Oldest Living Confederate Widow Tells All
MOMMA hadn’t spoken to her three older sisters for nearly sixteen years. They lived not two blocks from us. In a town the size of Falls, you know when somebody’s cutting you dead. The sisters occupied their birthplace, the inherited McCloud homeplace, one twice the size of our excess house. This one had gables atop gables, a garden house big as Shirley’s whole home, and it all needed paint. The only garden was whatever perennials sliced through ivy and high weeds.
My aunts—like lots of folks who live together from birth till old age—had divided up who to be. They were each good at different-type emotions—they respected one another’s territory. You couldn’t quite think of them as separate, more like three plants sprung from one pot—root-bound, leaf-entwined hybrid ivies maybe.

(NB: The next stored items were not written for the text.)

PR #193, opened 2023-10-28
Supporting the new SDK with wallet adapter

xbtmatt:
### Description
This is the initial attempt at supporting the new SDK with the wallet adapter.

Namely, there is now a `submitTransaction` (TBD: new name) function where you can submit BCS inputs and it converts it to a BCS payload that's compatible with the v1 SDK. It then relays this call to the `signAndSubmitBCSTransaction` function that already exists. 

This facilitates signing and submitting a transaction using the v2 SDK without having to wait on wallets to implement any code for it.

The wallet adapter is still extremely limited in what it can do- this is an initial attempt at getting a single transaction to submit.

### Building
To use a local ts-sdk version with exported types (such as from the PR mentioned below), you must update the version in @aptos-labs/ts-sdk to link your local dependency, specifically in the

`apps/nextjs-example/package.json`
and
`packages/wallet-adapter-core/package.json`

```json
"@aptos-labs/ts-sdk": "^0.0.1",
"@aptos-labs/ts-sdk": "/YOUR/LOCAL/PATH/",
```

### Testing
go to the nextjs-example app, `yarn run dev`, and try to submit a transaction in the optional section at the bottom of the dapp. It will be for the v2 SDK

It should succeed. This relies on: [#139](https://github.com/aptos-labs/aptos-ts-sdk/pull/139) from the wallet adapter.


apps/nextjs-example/pages/index.tsx
```diff
@@ -7,8 +8,10 @@ import {
     Network,
     Provider,
     TxnBuilderTypes,
+    TypeTagParser,
```
0xmaayan: this is the old sdk, why we do new imports?

apps/nextjs-example/pages/index.tsx
```diff
@@ -467,6 +471,23 @@ function OptionalFunctionality() {
         );
     };
 
+    const onSubmitTransaction = async () => {
+        const response = await submitTransaction({
```
0xmaayan, line 477:
```suggestion
        if(!account){
          throw new Error(...)
        }
        const response = await submitTransaction({
        sender:account.address
```

packages/wallet-adapter-core/src/WalletCore.ts
```diff
@@ -371,23 +374,67 @@ export class WalletCore extends EventEmitter<WalletCoreEvents> {
...
+      return response;
+    } catch (error: any) {
+      const errMsg =
+        typeof error == "object" && "message" in error ? error.message : error;
+      throw new WalletSignTransactionError(errMsg).message;
+    }
+  }
+
+  /**
+   * This function is for signing and submitting a transaction using the `@aptos-labs/ts-sdk` input types.
```
0xmaayan:
```suggestion
   * This function is for signing and submitting a transaction using the `@aptos-labs/ts-sdk` (aka SDK V2) input types.
```

packages/wallet-adapter-core/src/WalletCore.ts
```diff
@@ -371,23 +374,67 @@ export class WalletCore extends EventEmitter<WalletCoreEvents> {
     }
   }
 
+  // TODO: Implement later. Wallets don't support this right now.
+  async signAnyTransaction(
```
0xmaayan: maybe should be out side of this PR scope?

apps/nextjs-example/pages/index.tsx
0xmaayan, line 477:
```suggestion
        const response: GenerateTransactionInput = await submitTransaction({
```

packages/wallet-adapter-core/src/WalletCore.ts
```diff
@@ -371,23 +374,67 @@ export class WalletCore extends EventEmitter<WalletCoreEvents> {
...
+   * @param transactionInput the transaction input
+   * @param options max_gas_amount and gas_unit_limit
+   * @returns the response from the wallet's signAndSubmitBCSTransaction function
+   */
+  async submitTransaction(
+    transactionInput: GenerateTransactionInput,
+    options?: TransactionOptions,
+  ): Promise<any> {
+    const payloadData = transactionInput.data;
+    const newPayload = await TransactionBuilderTypes.generateTransactionPayload(payloadData);
```
0xmaayan: why do we need the `TransactionBuilderTypes`? can't we simply export `generateTransactionPayload` function?

packages/wallet-adapter-core/src/WalletCore.ts
```diff
@@ -371,23 +374,67 @@ export class WalletCore extends EventEmitter<WalletCoreEvents> {
...
+    return response;
+  }
+
   async signMultiAgentTransaction(
     transaction: TxnBuilderTypes.MultiAgentRawTransaction | TxnBuilderTypes.FeePayerRawTransaction
   ): Promise<string | null> {
     if (this._wallet && !("signMultiAgentTransaction" in this._wallet)) {
       throw new WalletNotSupportedMethod(
-          `Multi agent & Fee payer transactions are not supported by ${this.wallet?.name}`
+        `Multi agent & Fee payer transactions are not supported by ${this.wallet?.name}`
```
0xmaayan:
```suggestion
        `Multi agent & Sponsor transactions are not supported by ${this.wallet?.name}`
```

packages/wallet-adapter-core/src/conversion.ts
```diff
@@ -0,0 +1,101 @@
+import { AccountAuthenticator, Deserializer, TransactionPayload, TransactionBuilderTypes, AnyRawTransaction, Network, TransactionPayloadScript, TransactionPayloadEntryFunction, TransactionPayloadMultisig } from "@aptos-labs/ts-sdk"
+import { BCS, HexString, TxnBuilderTypes, Types } from "aptos"
+import { NetworkInfo } from "./types";
+import { NetworkName } from "./constants";
+
+
+// we could serialize the entire thing and then deserialize
+// export const convertEntryFunction(entryFunction: EntryFunction): TxnBuilderTypes.EntryFunction {
```
0xmaayan: remove?

packages/wallet-adapter-core/src/conversion.ts
```diff
@@ -0,0 +1,101 @@
...
+        payloadType = "script_payload"
+    } else if (payload instanceof TransactionPayloadMultisig) {
+        payloadType = "multisig"
+        code = 
+    }
+}
+*/
+
+// new => old
+export function convertAuthenticator(authenticator: AccountAuthenticator): TxnBuilderTypes.AccountAuthenticator {
```
0xmaayan: looks like we dont really use this and some other functions in this file, do we need to keep them part of this PR?

apps/nextjs-example/pages/index.tsx
xbtmatt: Accident, removed!

apps/nextjs-example/pages/index.tsx
xbtmatt: That's not what it's returning- did you mean something else? Right now this returns the transaction response (but there's no guarantee because it's returning what the `signAndSubmitBCSTransaction` from the v1 adapter which is just `any`)

apps/nextjs-example/package.json
```diff
@@ -31,9 +32,9 @@
     "@welldone-studio/aptos-wallet-adapter": "^0.1.4",
     "antd": "^5.1.2",
     "aptos": "^1.19.0",
+    "@aptos-labs/ts-sdk": "^0.0.1",
```
0xmaayan: should be `^0.0.2`

apps/nextjs-example/pages/index.tsx
0xmaayan: yes my bad. this type should be what the function accepts. 
so something like
```
const input : GenerateTransactionInput = {
sender: account.address,
            data: {
                typeArguments: [new TypeTagParser(APTOS_COIN).parseTypeTag()],
                functionArguments: [AccountAddress.fromHexInput(account.address).toString(), 1]
}

const response = await submitTransaction({input})
```

packages/wallet-adapter-core/package.json
```diff
@@ -45,6 +45,7 @@
     "typescript": "^4.5.3"
   },
   "dependencies": {
+    "@aptos-labs/ts-sdk": "^0.0.1",
```
0xmaayan:
```suggestion
    "@aptos-labs/ts-sdk": "^0.0.2",
```

packages/wallet-adapter-core/src/WalletCore.ts
```diff
@@ -371,23 +374,46 @@ export class WalletCore extends EventEmitter<WalletCoreEvents> {
...
+   * @param options max_gas_amount and gas_unit_limit
+   * @returns the response from the wallet's signAndSubmitBCSTransaction function
+   */
+  async submitTransaction(
+    transactionInput: InputGenerateTransactionData,
+    options?: TransactionOptions,
+  ): Promise<any> {
+    const payloadData = transactionInput.data;
+    const aptosConfig = new AptosConfig({network: convertNetwork(this._network)});
+    // TODO: Refactor this any, and remove the need for it by fixing the if ("bytecode" in data) stuff in `generateTransaction` in the v2 SDK
```
0xmaayan, line 392: can we add this task into our roadmap so we wont forget about it?

packages/wallet-adapter-react/src/useWallet.tsx
```diff
@@ -49,7 +50,7 @@ export interface WalletContextState {
   ): Promise<any>;
   signMessage(message: SignMessagePayload): Promise<SignMessageResponse | null>;
   signMessageAndVerify(message: SignMessagePayload): Promise<boolean>;
-
+  submitTransaction(transaction: InputGenerateTransactionData): Promise<any>;
```
gregnazario, line 53: Okay... we need to make this better.

`any` doesn't cut it anymore.  We should at least make it return a hash string or an object with a hash string so it can be extended accordingly.

gregnazario (commented):
Did we have anything else to get into the wallet adapter @0xmaayan for a release, otherwise, I suggest we get this in and just start iterating quickly on fixing what we want in the interface.

The sponsored transaction stuff as well as other pieces are quickly showing that they need a unified interface, and a split interface on the backend (as you mentioned in the other PR), and if we are going to deprecate the multiple functions, we'll need to drive towards that.

Thoughts?

0xmaayan:
> Did we have anything else to get into the wallet adapter @0xmaayan for a release, otherwise, I suggest we get this in and just start iterating quickly on fixing what we want in the interface.
> 
> The sponsored transaction stuff as well as other pieces are quickly showing that they need a unified interface, and a split interface on the backend (as you mentioned in the other PR), and if we are going to deprecate the multiple functions, we'll need to drive towards that.
> 
> Thoughts?

I think we need to move towards v2, it consolidates lots of the weird things we are doing here trying to support existing adapter, sdk v1 and sdk v2.
The new sdk provide fewer and easier interfaces to generate/sign/submit transaction

gregnazario:
> > Did we have anything else to get into the wallet adapter @0xmaayan for a release, otherwise, I suggest we get this in and just start iterating quickly on fixing what we want in the interface.
> > The sponsored transaction stuff as well as other pieces are quickly showing that they need a unified interface, and a split interface on the backend (as you mentioned in the other PR), and if we are going to deprecate the multiple functions, we'll need to drive towards that.
> > Thoughts?
> 
> I think we need to move towards v2, it consolidates lots of the weird things we are doing here trying to support existing adapter, sdk v1 and sdk v2. The new sdk provide fewer and easier interfaces to generate/sign/submit transaction

Let's get this in @xbtmatt, and let's get it rolling on wallet adapter V2 with more functionality.

packages/wallet-adapter-core/src/WalletCore.ts
xbtmatt: added it!

gregnazario (approved):
Please make an interface for the output of `submitTransaction` of `{hash: string}`

0xmaayan (approved):

0xmaayan:
@xbtmatt please run `pnpm run changeset` so we can add it to version packages PR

The three girls had loved one boy. He’d gone off to college up North, he’d come back sick, he’d published one poem in The Atlantic Monthly while studying at Cambridge. The poem, my mother said, a little high-handed, was about spring—how everything looked bleak and bare till your buds came and your birds got back from Florida—not all that original.
The poet signed his work with his middle name only, Randall. He had ghost-colored skin, he drooped across furniture, looking boneless. The sisters played piano for him constantly. My stern Scottish grandpoppa didn’t like artistes. Grampa Angus McCloud had turned into a gruff old self-made stiff. His opinions were writ large as the handlebar mustache he oiled and nursed. He was one of those men of the day who bragged on his four girls’ purity, men who ofttimes managed to keep the virgin bevy a few rooms away throughout men’s long old age. If it hadn’t been for Momma’s train wreck, Angus McCloud might’ve had a perfect track record. Ten years before my pop turned up, Granddad worked to discourage Randall, beloved by the oldest three girls. Randall—when finally pressed about which adoring sister he would marry—got tactful: his color improved and then, roses in his cheeks, the poor boy died of consumption at age twenty-three. Randall had no aptitude for marriage.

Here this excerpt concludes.